Requiere de humildad, amor propio y madurez emocional para dejarse ir y soltar sin cuestionarse. Dejar el espacio disponible para vivir con totalidad, integridad, respeto y dignidad el proceso que acaba de empezar. Agradecer todo lo que eres, los apoyos incondicionales y las oportunidades para resaltar las virtudes que aparecen.
Es responsabilizarse de uno mismo, para vivir en libertad.
Es una vuelta a casa, al centro.
Instantes para renovar los parterres, sacar las malas hierbas desde las raices, removiendo la tierra para airearla, ensuciándote los pies y las manos, agachada y sin prisa. Apartando las piedras y vigilando no matar a los insectos que se encargan de sostener el lugar.

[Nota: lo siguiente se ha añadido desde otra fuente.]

PR #1328, opened 2023-10-25
feat: add incremental linting and formatting

### LINKED ISSUE #962: Design and enforce linting standards

dshemetov:
fixes #962

### Summary:

* Add `inv lint` which uses [darker](https://github.com/akaihola/darker) and [lint-diffs](https://github.com/AtakamaLLC/lint-diffs/) to format and lint the changes on a given branch (by default relative to origin/dev). 
* Add CI action that will run `inv lint` on PRs.

### Prerequisites:

- [x] Build is successful

### DIFF
--- a/pyproject.toml
+++ b/pyproject.toml
@@ -1,26 +1,37 @@
 [tool.black]
-line-length = 100
+line-length = 120
 target-version = ['py38']
-include = 'server,tests/server'
+
+[tool.darker]
+revision = 'origin/dev...'
+color = true
+isort = true
+
+[tool.isort]
+profile = "black"
+known_third_party = ["pytest"]
 
 [tool.pylint]
-    [tool.pylint.'MESSAGES CONTROL']
-    max-line-length = 100
-    disable = [
-        'logging-format-interpolation',
-        # Allow pytest functions to be part of a class
-        'no-self-use',
-        'too-many-locals',
-        'too-many-arguments',
-        # Allow pytest classes to have one test
-        'too-few-public-methods',
-    ]
+[tool.pylint.main]
+max-line-length = 120
+disable = [
+    'logging-format-interpolation',
+    # Allow pytest functions to be part of a class
+    'no-self-use',
+    'too-many-locals',
+    'too-many-arguments',
+    'too-many-branches',
+    'too-many-statements',
+    # Allow pytest classes to have one test
+    'too-few-public-methods',
+]
+enable = 'useless-suppression'
 
-    [tool.pylint.'BASIC']
-    # Allow arbitrarily short-named variables.
-    variable-rgx = ['[a-z_][a-z0-9_]*']
-    argument-rgx = [ '[a-z_][a-z0-9_]*' ]
-    attr-rgx = ['[a-z_][a-z0-9_]*']
+[tool.pylint.basic]
+# Allow arbitrarily short-named variables.
+variable-rgx = '[A-Za-z_][a-z0-9_]*'
+argument-rgx = '[A-Za-z_][a-z0-9_]*'
+attr-rgx = '[A-Za-z_][a-z0-9_]*'
 
-    [tool.pylint.'DESIGN']
-    ignored-argument-names = ['(_.*|run_as_module)']
+[tool.pylint.design]
+ignored-argument-names = ['(_.*|run_as_module)']
--- a/tasks.py
+++ b/tasks.py
@@ -1,3 +1,8 @@
+"""Repo tasks."""
+
+import pathlib
+
+import requests
 from invoke import task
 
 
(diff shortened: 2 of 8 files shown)


tasks.py
```diff
@@ -26,3 +28,42 @@ def _migrate_file(url: str, filename: str):
 
     _migrate_file(sources_url, "db_sources.csv")
     _migrate_file(signal_url, "db_signals.csv")
+
+
+@task
+def lint(
+    c, incremental=True, format=True, revision="origin/dev...", diff=False, check=False
```
melange396, line 35:
```suggestion
    c, incremental=True, format=False, revision="origin/dev...", diff=True, check=False
```
can we make it so applying changes is not the default?  id rather not have my carefully handcrafted formatting wiped out because i forgot to include a command line argument.

also, are `format` and `diff` mutually exclusive?  do we ever want both to be `True`?  it seems like both `False` would be pointless?

what does `check` do?

tasks.py
```diff
@@ -26,3 +28,42 @@ def _migrate_file(url: str, filename: str):
...
+    if incremental:
+        if format:
+            c.run(f"darker --revision {revision} {diff} {check} .")
+        out = c.run(f"git diff -U0 {revision} | lint-diffs")
+        if out.stdout.strip() != "=== pylint: mine=0, always=0":
+            print(out.stdout)
+            sys.exit(1)
+    else:
+        if format:
+            reponse = input("This will format all files in this repo, continue? [y/N]")
```
melange396, line 64: scary!  nice failsafe :)

pyproject.toml
```diff
@@ -1,26 +1,36 @@
...
-    [tool.pylint.'BASIC']
-    # Allow arbitrarily short-named variables.
-    variable-rgx = ['[a-z_][a-z0-9_]*']
-    argument-rgx = [ '[a-z_][a-z0-9_]*' ]
-    attr-rgx = ['[a-z_][a-z0-9_]*']
+[tool.pylint.basic]
+# Allow arbitrarily short-named variables.
+variable-rgx = '[A-Za-z_][a-z0-9_]*'
+argument-rgx = '[A-Za-z_][a-z0-9_]*'
+attr-rgx = '[A-Za-z_][a-z0-9_]*'
```
melange396, line 33: i reserve the right to complain about these (or lack of them) as we use this more!

melange396 (commented):
cool stuff!  do you have a sample output?

pyproject.toml
dshemetov: Fair! Tbh, as per the comment, I think the main reason for this is we had some mathy code that used mathy variables like `X` or `W` for matrix operations and the linter complained. So we wound up with this essentially YOLO arbitrary names regex.

A possible alternative solution is to upgrade to [Pylint 3.0.0](https://pylint.readthedocs.io/en/latest/whatsnew/3/3.0/index.html#changes-requiring-user-actions):
> The invalid-name message no longer checks for a minimum length of 3 characters by default. (This was an unadvertised commingling of concerns between casing and name length, and users regularly reported this to be surprising.)

I could try bumping pylint in covidcast-indicators and if 3.0.0 passes there, we could probably then pin in both repos.

tasks.py
dshemetov: Thanks! I must confess that this in here because I already shot myself with this footgun xD

tasks.py
dshemetov: In hindsight, yea, good call on the no-auto-format. In personal projects I like format on save, but this totally makes sense for our gradual migration.

- `diff` puts `darker` and `black` into "show me the changes you would make" mode
- `lint-diffs` never formats, just complains (so it's essentially always in `diff` mode)
- `format` controls if `darker` or `black` are run (since they're the formatters)
- so you want `format=True` and `diff=True` if you want both `lint-diffs` and `black` to give you their complaints
- `check` makes `darker` or `black` return a non-zero exit code if any changes would be made (but without `diff` it doesn't return changes)

pyproject.toml
dshemetov: So upgrading pylint in `covidcast-indicators` produces a lot of new errors that will take a while to fix. I think we should just keep both `delphi-epidata` and `covidcast-indicators` at `pylint==2.8.3` for now, since that will allow us to bring this repo up incrementally and that will already be a nice improvement. After a bit of that, we can think about upgrading pylint and addressing the new issues. We can also tighten up these naming conventions in a PR that addresses just naming.

dshemetov:
@melange396 here's a sample output (many months later 😮‍💨)

```py
(venv) ➜  delphi-epidata git:(ds/lint) ✗ inv lint
--- src/client/delphi_epidata.py        2024-05-15 21:34:24.871474 +0000
+++ src/client/delphi_epidata.py        2024-05-15 21:50:15.409996 +0000
@@ -77,11 +77,13 @@
     @retry(reraise=True, stop=stop_after_attempt(2))
     def _request_with_retry(endpoint, params={}):
         """Make request with a retry if an exception is thrown."""
         request_url = f"{Epidata.BASE_URL}/{endpoint}/"
         if Epidata.debug:
-            Epidata.logger.info("Sending GET request", url=request_url, params=params, headers=_HEADERS, auth=Epidata.auth) # add a little comment
+            Epidata.logger.info(
+                "Sending GET request", url=request_url, params=params, headers=_HEADERS, auth=Epidata.auth
+            )  # add a little comment
         if Epidata.sandbox:
             resp = requests.Response()
             resp._content = b'true'
             return resp
         start_time = time.time()
src/client/delphi_epidata.py:82:0: C0301: Line too long (146/120) (line-too-long)
src/client/delphi_epidata.py:316:0: C0325: Unnecessary parens after 'not' keyword (superfluous-parens)
tasks.py:45:0: C0304: Final newline missing (missing-final-newline)

=== pylint: mine=3, always=0
```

Dejar que la lluvia nutra la tierra y luego, con ternura, plantar de nuevo.
Sabiendo que las malas hierbas volverán a crecer, quizás aparezcan los gatos a estropear las flores o que pasada la temporada habrá que repetir todo el proceso de nuevo. Y que, para que las flores se mantengan bonitas, habrá que observarlas de cerca, regarlas en su justa medida sin ahogarlas, abonarlas y protegerlas. Y cuando llegue el pulgón o cualquier otra plaga, estarás atenta a ellas y harás todo lo posible para que sanen. Al fin y al cabo son tus flores, son parte de tu hogar.
Os veo en clase.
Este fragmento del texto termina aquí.